-- Your objective --
Work out how many lines of the listing hold the string "touch", then answer with that number and nothing else.

*** Begin section ***

PR #1542, opened 2015-12-28
Fix broken deploy_failure.feature tests

mattbrictson:
It seems that enhancing a task using an `after` block will not have desired effect if the new task shares the same name (excluding namespace) as the task being enhanced. In other words, `after 'deploy:failed', :failed do ...` will not work (the block will never be executed). This behavior was recently introduced in 5fcf3da.

To fix the feature test using this code, I renamed the task to be a unique name. The test now works as intended.

Also, I noticed the task defined in `fail.rake` was sometimes not working as intended, because the `shared_path` did not exist on the VM's filesystem. This meant that `touch` was failing. Corrected by issuing `mkdir -p` first.

With these changes, all feature tests now pass.

### DIFF
--- a/spec/support/tasks/fail.rake
+++ b/spec/support/tasks/fail.rake
@@ -1,6 +1,7 @@
 set :fail, proc { fail }
 before 'deploy:starting', :fail do
   on roles :all do
+    execute :mkdir, '-p', shared_path
     execute :touch, shared_path.join('fail')
   end
   fetch(:fail)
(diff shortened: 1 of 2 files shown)


leehambley:
If I'm reading this correctly @mattbrictson this doesn't solve the problem for which we have another ticket, but rather works around it by making our tests more robust, and not shadowing another task name?

mattbrictson:
> If I'm reading this correctly @mattbrictson this doesn't solve the problem for which we have another ticket, but rather works around it by making our tests more robust, and not shadowing another task name?

This is correct. I wasn't sure what the resolution of the `after` issue would be, so I worked around it.

PR #1547, opened 2015-12-29
Normalize before/after task defn. and invocation

### LINKED ISSUE #1543: Using before/after with a fully-qualified (namespaced) task has unexpected behavior
Capistrano's `before` and `after` work with `namespace` blocks, thanks to 5fcf3da. Given this:

```ruby
namespace :deploy do
  after :updated, :foo do
    # ...
  end
end
```

Here everything works as expected:

1. a `deploy:foo` task is created
2. the existing `deploy:updated` task is enhanced
3. at runtime, `deploy:foo` is invoked after `deploy:updated`

However, doing the same thing by fully-qualifying the task name instead of using the `namespace` block leads to some very odd behavior. Consider:

```ruby
after "deploy:updated", :foo do
  # ...
end
```

In this case:

1. a `foo` task is created at the root level (as expected)
2.  the existing `deploy:updated` task is enhanced
3. at runtime, **`deploy:foo`** (huh?) is invoked after `deploy:updated`

When `deploy:updated` is invoked, Capistrano tries to find and invoke `deploy:foo`. The only reason the deploy still works is because Rake is smart enough to also search for the root `foo` when it fails to find `deploy:foo`.

This is confusing, and I think dangerous.

Consider this example (see #1542):

```ruby
after "deploy:failed", :failed do
  # ...
end
```

This task enhancement doesn't work! Even though a new root level `failed` task has been defined, Capistrano looks up `deploy:failed` at runtime instead. So essentially what has been accomplished is `deploy:failed` has been enhanced with itself! The root `failed` task is never invoked.

I think the desired (and intuitive) behavior is that the task being defined in the `after` block should be the same task that is invoked.

mattbrictson:
Capistrano and Rake both have ways of enhancing existing tasks with additional actions or prerequisites, but the behavior is subtly different.

In Capistrano, before/after implicitly create a new named task (when a block is supplied). When this feature is used, task creation and task invocation take place in two different runtime contexts, which leads to subtle inconsistencies with regards to namespaces.

Rake's solution is to *always* search the task's namespace when looking up a prerequisite. E.g. if we add `foo` as a prerequisite like this:

```ruby
Rake::Task['deploy:starting'].enhance([:foo])
```

Then during task invocation, Rake will look for `foo` in the `deploy` namespace. If it can't find `deploy:foo`, then it falls back to looking for `foo`. (I find this behavior non-intuitive, but that's how it works.)

This is at odds with how Capistrano's system behaves. If we try to accomplish the same thing using Capistrano `before` block syntax:

```ruby
before('deploy:starting', :foo) do
  # ...
end
```

This creates a root-level `foo` task, but then since Capistrano uses Rake's prerequisite system under the hood, at invocation time `deploy:foo` is invoked. **The task being declared and the lookup being performed don't match.**

This commit fixes this inconsistency. Now `foo` is created at the root level as it always has been, but the invocation behavior is changed: Capistrano now correctly invokes the root-level `foo` instead of searching the parent tasks's namespace.

Accomplishing this required some tricky code involving Rake's special `rake:` namespace to force the task lookup behavior we want, and definitely goes against the grain of Rake. However this seemed to be the best solution that makes the task declaration and invocation behavior consistent when `before` and `after` are used.

No existing tests broke as a result of this change, which speaks well for backwards compatibility. I added more tests to cover the edge cases that are impacted.

Fixes #1543

### DIFF
--- a/CHANGELOG.md
+++ b/CHANGELOG.md
@@ -15,10 +15,22 @@ https://github.com/capistrano/capistrano/compare/v3.4.0...HEAD
 * Drop support for Ruby 1.9.3 (Capistrano may still work with 1.9.3, but it is
   no longer officially supported)
 
+* `before` and `after` hooks have changed slightly:
+  * Tasks created with a `before` or `after` block within a `namespace` are now
+    executed properly. In prior Capistrano versions, namespaced `after` tasks
+    would fail to be found. (@thickpaddy)
+  * Tasks attached with `before` or `after` outside of a `namespace` are
+    now invoked as root-level tasks. In prior Capistrano versions, a `before`
+    task hooked onto a namespaced task (e.g. `deploy:starting`) would inherit
+    that task's namespace. Note that this behavior is different from Rake's
+    prerequisites feature, where the namespace of the original task is always
+    searched when looking up prerequisites. Your `before` hooks may break if
+    you relied on the Rake-style behavior. (@mattbrictson)
+  * `after` can now refer to tasks that have not been loaded yet (@jcoglan)
+
 * Minor changes
   * Fix filtering behaviour when using literal hostnames in on() block (@townsen)
   * Added options to set username and password when using Subversion as SCM (@dsthode)
-  * Allow after() to refer to tasks that have not been loaded yet (@jcoglan)
   * Ensure scm fetch_revision methods strip trailing whitespace (@mattbrictson)
     * Reverted - no longer needed due to [SSHKit PR249](https://github.com/capistrano/sshkit/pull/249) (@robd)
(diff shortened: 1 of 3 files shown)


mattbrictson:
Argh. I tested this with a Rails deploy and it breaks the capistrano-bundler plugin. The plugin incorrectly double-specifies the namespace like this:

```ruby
namespace :bundler do
  before "deploy:updated", "bundler:install"
end
```

Now that Capistrano more strictly follows namespacing rules, it tries to find the task `bundler:bundler:install`, which fails.

I guess there isn't a way to solve this without breaking existing plugins.

PR #1554, opened 2016-01-06
Continue if HOSTROLEFILTER= is set

eric:
I noticed in v2 that `HOSTROLEFILTER=` behaves differently than using `HOSTFILTER=`. This will make them both behave in the same way and skip tasks when there are no servers matched.

### DIFF
--- a/lib/capistrano/configuration/connections.rb
+++ b/lib/capistrano/configuration/connections.rb
@@ -153,7 +153,7 @@ module Capistrano
           servers = find_servers_for_task(task, options)
 
           if servers.empty?
-            if ENV['HOSTFILTER'] || task.options.merge(options)[:on_no_matching_servers] == :continue
+            if ENV['HOSTFILTER'] || ENV['HOSTROLEFILTER'] || task.options.merge(options)[:on_no_matching_servers] == :continue
               logger.info "skipping `#{task.fully_qualified_name}' because no servers matched"
             else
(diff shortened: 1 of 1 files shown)


leehambley:
Hi @eric nice to cross paths again. We don't really do support for v2 since none of the maintainers actually use it anymore.

At some point we wanted to stop accepting patches for v2, I thought we had been pretty transparent about it being EOL. I'm not actually sure if we should accept this patch and risk another release - or whether we can use this opportunity to ask what it would have taken to make it clear to you that we don't take code for v2 anymore? (we always always always made "one last exception" to that rule the last 5 times someone opened a PR)

eric:
I'm not really sure what the right solution is, but I haven't had the time to step back and evaluate what would be required to port all of my capistrano recipes to v3 (because v2 works for me and changing these things can often lead to subtle issues and bugs).

I would definitely appreciate if you continued to accept small fixes, but if you don't want to, I guess I can start running a fork that fixes any additional little issues I run into.

leehambley:
If you're stuck on v2, we could make you the man who decides if PRs work on v2?

eric:
Sounds good to me.

leehambley:
Great, so if you can prep a release PR with appropriate tags/etc, I'll pull it and build and release the gem (assuming it all works.) Thanks @eric

PR #1559, opened 2016-01-17
Rewrite of the Capistrano README

mattbrictson:
I was in a documentation writing mood, so I rewrote the README. :grin: 

While Capistrano does have official documentation on its website, I feel that we still need a comprehensive README. (In fact, the website instructs readers to read the README first.)

My goal here was to do a better job of explaining what exactly Capistrano is, why you should use it (there are many options out there for deployment automation, after all), and also importantly, what Capistrano does *not* do.

I also tried to make a more helpful "documentation and help" section, and I removed contribution and testing instructions that are better covered in the new CONTRIBUTION and DEVELOPMENT docs.

Finally, I removed the section about "Validation of variables", which seemed out of place in the README. I think this is more appropriate for the documentation website, since it is a pretty low-level feature.

I realize that the "features" and "gotchas" sections that I've written are quite wordy. If you feel it is better to move these to the documentation website in order to keep the README more concise, I can do that.


leehambley:
Nothing I would change. Vast improvement.

mattbrictson:
Thanks! I'll merge it in, then.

*** End section ***

-- Exercise response --
2